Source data
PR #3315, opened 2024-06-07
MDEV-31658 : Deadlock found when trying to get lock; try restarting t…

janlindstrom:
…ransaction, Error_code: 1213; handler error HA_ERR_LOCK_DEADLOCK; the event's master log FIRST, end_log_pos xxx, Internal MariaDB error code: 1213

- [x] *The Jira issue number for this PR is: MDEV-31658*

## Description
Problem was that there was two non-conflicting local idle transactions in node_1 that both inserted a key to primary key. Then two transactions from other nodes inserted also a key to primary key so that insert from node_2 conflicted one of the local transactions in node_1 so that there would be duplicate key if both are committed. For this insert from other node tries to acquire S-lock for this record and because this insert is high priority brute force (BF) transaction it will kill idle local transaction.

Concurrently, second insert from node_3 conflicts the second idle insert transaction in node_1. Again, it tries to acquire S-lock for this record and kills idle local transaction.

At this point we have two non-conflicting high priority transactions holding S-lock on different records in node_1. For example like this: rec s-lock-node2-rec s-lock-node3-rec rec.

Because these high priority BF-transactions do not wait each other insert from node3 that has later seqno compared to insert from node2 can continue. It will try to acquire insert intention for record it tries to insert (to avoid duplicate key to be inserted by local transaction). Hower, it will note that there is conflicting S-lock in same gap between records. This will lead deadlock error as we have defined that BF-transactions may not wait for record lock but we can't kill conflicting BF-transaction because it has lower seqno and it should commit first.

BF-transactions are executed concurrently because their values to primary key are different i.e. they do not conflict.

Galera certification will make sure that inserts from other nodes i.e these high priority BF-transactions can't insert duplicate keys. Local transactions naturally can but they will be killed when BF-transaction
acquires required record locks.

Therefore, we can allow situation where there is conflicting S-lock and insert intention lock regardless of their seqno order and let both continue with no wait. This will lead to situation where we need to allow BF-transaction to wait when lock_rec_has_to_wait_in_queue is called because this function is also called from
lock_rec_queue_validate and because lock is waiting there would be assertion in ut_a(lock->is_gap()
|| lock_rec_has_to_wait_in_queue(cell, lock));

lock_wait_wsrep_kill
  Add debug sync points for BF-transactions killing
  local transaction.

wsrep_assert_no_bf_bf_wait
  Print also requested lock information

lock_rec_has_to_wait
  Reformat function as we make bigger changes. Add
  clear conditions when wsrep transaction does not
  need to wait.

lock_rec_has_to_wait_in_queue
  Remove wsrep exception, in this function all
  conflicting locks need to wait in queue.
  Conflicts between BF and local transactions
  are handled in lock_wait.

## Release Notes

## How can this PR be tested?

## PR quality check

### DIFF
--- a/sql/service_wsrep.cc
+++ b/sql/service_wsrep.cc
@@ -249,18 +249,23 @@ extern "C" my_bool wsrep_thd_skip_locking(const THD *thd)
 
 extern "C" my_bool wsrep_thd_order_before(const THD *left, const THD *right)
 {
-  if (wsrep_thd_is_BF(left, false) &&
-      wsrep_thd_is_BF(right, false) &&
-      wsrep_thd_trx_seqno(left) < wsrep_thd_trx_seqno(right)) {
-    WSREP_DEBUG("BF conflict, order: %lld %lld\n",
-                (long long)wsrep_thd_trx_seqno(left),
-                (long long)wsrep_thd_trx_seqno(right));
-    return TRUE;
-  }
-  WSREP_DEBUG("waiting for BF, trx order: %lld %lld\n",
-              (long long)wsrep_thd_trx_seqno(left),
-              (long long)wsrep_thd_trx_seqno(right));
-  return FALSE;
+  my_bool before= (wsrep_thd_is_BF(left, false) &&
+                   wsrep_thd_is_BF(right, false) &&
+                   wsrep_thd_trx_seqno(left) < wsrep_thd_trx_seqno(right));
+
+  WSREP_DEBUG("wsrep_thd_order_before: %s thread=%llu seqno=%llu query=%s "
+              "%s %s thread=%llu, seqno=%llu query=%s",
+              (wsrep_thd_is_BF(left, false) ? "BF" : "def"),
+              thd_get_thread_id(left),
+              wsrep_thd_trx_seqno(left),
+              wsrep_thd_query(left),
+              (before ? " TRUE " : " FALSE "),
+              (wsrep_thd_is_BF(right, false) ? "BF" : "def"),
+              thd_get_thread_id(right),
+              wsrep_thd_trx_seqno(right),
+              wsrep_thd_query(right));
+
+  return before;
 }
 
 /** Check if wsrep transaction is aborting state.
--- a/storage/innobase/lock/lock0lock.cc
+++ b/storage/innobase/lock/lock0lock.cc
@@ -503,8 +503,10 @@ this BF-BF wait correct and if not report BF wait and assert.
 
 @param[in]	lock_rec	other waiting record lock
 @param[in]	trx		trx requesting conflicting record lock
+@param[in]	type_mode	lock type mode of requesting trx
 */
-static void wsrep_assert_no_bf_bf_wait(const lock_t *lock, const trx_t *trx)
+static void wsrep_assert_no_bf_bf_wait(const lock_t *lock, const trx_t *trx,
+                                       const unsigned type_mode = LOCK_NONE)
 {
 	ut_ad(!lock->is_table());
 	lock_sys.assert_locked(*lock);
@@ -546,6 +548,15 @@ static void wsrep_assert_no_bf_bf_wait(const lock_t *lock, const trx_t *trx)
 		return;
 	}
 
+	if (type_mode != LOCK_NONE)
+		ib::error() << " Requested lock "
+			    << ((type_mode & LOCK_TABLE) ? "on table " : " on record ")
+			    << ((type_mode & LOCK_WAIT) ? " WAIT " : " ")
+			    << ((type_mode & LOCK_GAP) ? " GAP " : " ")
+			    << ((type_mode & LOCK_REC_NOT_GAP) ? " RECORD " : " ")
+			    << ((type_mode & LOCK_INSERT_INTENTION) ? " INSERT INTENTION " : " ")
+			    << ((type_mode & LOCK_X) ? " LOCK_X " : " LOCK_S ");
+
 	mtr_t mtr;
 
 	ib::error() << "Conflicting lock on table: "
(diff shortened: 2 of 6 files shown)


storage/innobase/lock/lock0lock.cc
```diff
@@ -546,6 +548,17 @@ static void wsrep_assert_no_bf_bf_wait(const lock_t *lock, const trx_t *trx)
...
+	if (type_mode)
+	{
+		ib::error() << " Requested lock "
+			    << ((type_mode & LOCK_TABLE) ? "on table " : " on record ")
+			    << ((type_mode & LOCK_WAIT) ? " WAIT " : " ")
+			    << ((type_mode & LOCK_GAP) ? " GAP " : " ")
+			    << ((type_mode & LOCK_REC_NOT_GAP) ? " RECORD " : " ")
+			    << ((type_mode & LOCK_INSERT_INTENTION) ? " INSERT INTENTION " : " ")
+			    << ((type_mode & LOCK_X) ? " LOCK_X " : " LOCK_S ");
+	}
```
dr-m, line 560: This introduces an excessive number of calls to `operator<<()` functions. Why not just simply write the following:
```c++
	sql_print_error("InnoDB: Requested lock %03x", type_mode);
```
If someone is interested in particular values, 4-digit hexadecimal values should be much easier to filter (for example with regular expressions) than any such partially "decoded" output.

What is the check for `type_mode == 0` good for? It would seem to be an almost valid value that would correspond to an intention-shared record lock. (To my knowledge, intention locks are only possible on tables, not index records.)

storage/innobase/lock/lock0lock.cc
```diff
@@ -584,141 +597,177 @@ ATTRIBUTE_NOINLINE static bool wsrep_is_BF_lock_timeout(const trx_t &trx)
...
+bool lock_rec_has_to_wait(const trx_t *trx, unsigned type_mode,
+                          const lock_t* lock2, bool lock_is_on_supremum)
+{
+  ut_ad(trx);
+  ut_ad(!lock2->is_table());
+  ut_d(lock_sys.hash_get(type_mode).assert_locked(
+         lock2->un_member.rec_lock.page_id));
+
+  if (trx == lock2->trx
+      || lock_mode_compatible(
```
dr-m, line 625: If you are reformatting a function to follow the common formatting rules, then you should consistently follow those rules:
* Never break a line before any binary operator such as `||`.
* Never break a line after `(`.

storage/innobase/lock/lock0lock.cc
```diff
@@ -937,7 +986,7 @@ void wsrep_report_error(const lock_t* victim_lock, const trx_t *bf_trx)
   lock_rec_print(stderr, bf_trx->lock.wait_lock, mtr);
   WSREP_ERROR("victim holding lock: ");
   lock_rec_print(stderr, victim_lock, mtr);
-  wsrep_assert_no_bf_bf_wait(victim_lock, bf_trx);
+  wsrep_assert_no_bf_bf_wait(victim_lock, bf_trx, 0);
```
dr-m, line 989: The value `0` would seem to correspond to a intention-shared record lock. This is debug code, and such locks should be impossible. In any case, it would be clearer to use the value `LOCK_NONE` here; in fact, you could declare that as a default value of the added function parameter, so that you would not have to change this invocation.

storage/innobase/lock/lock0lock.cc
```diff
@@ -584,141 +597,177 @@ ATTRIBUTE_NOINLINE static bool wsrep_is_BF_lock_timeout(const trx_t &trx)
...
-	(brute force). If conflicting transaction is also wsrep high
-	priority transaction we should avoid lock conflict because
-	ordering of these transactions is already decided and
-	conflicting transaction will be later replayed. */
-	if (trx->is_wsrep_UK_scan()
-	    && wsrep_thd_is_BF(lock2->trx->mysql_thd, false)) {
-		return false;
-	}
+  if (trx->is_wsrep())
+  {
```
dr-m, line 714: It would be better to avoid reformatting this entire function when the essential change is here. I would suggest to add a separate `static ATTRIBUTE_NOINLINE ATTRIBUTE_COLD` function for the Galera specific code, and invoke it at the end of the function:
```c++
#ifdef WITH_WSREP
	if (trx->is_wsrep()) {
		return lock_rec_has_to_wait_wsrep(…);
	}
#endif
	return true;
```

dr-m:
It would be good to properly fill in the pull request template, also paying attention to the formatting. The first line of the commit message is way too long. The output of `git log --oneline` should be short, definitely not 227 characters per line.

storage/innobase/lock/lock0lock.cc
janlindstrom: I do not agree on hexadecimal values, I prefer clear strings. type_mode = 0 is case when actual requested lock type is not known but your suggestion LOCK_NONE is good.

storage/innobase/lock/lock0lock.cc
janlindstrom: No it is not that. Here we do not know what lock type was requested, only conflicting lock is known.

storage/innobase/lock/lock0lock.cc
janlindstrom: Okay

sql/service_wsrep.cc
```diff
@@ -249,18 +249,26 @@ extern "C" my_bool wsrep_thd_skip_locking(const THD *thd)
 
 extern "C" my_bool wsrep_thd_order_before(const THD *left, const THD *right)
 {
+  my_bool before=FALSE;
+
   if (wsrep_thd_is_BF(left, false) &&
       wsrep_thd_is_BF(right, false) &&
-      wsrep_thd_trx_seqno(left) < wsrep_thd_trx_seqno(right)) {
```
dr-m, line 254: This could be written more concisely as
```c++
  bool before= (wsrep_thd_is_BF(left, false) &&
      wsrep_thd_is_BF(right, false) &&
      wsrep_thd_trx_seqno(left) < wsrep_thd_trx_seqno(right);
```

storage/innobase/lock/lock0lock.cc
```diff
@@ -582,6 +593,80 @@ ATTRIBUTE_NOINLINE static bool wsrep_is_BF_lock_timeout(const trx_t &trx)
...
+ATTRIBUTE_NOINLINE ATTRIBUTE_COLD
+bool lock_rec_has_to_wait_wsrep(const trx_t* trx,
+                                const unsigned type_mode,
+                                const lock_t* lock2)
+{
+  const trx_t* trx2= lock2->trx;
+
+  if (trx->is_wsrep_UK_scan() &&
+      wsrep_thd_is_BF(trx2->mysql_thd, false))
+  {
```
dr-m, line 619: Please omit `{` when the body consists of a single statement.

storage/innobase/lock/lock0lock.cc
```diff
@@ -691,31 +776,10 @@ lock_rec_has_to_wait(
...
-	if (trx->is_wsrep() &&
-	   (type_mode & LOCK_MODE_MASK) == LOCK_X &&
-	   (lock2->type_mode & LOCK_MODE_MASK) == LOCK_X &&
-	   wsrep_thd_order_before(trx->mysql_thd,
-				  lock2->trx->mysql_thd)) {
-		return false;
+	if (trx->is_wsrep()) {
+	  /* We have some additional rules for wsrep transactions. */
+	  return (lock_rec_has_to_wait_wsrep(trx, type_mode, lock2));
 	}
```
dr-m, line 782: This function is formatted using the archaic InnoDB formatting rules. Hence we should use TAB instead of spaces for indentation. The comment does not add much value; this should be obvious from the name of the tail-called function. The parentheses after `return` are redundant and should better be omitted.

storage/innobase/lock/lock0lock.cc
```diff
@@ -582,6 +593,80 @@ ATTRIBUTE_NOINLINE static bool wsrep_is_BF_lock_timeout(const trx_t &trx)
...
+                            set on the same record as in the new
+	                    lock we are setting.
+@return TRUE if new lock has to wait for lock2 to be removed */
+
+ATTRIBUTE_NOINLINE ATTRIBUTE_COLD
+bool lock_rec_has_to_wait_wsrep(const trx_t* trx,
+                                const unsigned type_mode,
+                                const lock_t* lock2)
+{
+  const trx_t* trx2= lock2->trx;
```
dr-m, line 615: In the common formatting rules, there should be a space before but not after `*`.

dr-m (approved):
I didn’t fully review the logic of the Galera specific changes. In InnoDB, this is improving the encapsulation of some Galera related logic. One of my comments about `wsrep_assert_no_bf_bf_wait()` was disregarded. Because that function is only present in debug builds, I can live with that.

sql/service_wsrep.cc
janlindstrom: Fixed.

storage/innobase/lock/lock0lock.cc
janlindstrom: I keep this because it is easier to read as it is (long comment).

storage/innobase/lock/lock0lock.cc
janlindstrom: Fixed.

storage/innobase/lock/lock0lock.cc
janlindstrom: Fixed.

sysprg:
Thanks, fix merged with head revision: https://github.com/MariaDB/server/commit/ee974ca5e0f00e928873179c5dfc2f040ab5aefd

**Task statement**
Repeat, exactly as they stand above, the lines from the line with "conflicting record lock" to the line with "If someone is", both lines included.

**Your response**
 @param[in]	trx		trx requesting conflicting record lock
+@param[in]	type_mode	lock type mode of requesting trx
 */
-static void wsrep_assert_no_bf_bf_wait(const lock_t *lock, const trx_t *trx)
+static void wsrep_assert_no_bf_bf_wait(const lock_t *lock, const trx_t *trx,
+                                       const unsigned type_mode = LOCK_NONE)
 {
 	ut_ad(!lock->is_table());
 	lock_sys.assert_locked(*lock);
@@ -546,6 +548,15 @@ static void wsrep_assert_no_bf_bf_wait(const lock_t *lock, const trx_t *trx)
 		return;
 	}
 
+	if (type_mode != LOCK_NONE)
+		ib::error() << " Requested lock "
+			    << ((type_mode & LOCK_TABLE) ? "on table " : " on record ")
+			    << ((type_mode & LOCK_WAIT) ? " WAIT " : " ")
+			    << ((type_mode & LOCK_GAP) ? " GAP " : " ")
+			    << ((type_mode & LOCK_REC_NOT_GAP) ? " RECORD " : " ")
+			    << ((type_mode & LOCK_INSERT_INTENTION) ? " INSERT INTENTION " : " ")
+			    << ((type_mode & LOCK_X) ? " LOCK_X " : " LOCK_S ");
+
 	mtr_t mtr;
 
 	ib::error() << "Conflicting lock on table: "
(diff shortened: 2 of 6 files shown)


storage/innobase/lock/lock0lock.cc
```diff
@@ -546,6 +548,17 @@ static void wsrep_assert_no_bf_bf_wait(const lock_t *lock, const trx_t *trx)
...
+	if (type_mode)
+	{
+		ib::error() << " Requested lock "
+			    << ((type_mode & LOCK_TABLE) ? "on table " : " on record ")
+			    << ((type_mode & LOCK_WAIT) ? " WAIT " : " ")
+			    << ((type_mode & LOCK_GAP) ? " GAP " : " ")
+			    << ((type_mode & LOCK_REC_NOT_GAP) ? " RECORD " : " ")
+			    << ((type_mode & LOCK_INSERT_INTENTION) ? " INSERT INTENTION " : " ")
+			    << ((type_mode & LOCK_X) ? " LOCK_X " : " LOCK_S ");
+	}
```
dr-m, line 560: This introduces an excessive number of calls to `operator<<()` functions. Why not just simply write the following:
```c++
	sql_print_error("InnoDB: Requested lock %03x", type_mode);
```
If someone is interested in particular values, 4-digit hexadecimal values should be much easier to filter (for example with regular expressions) than any such partially "decoded" output.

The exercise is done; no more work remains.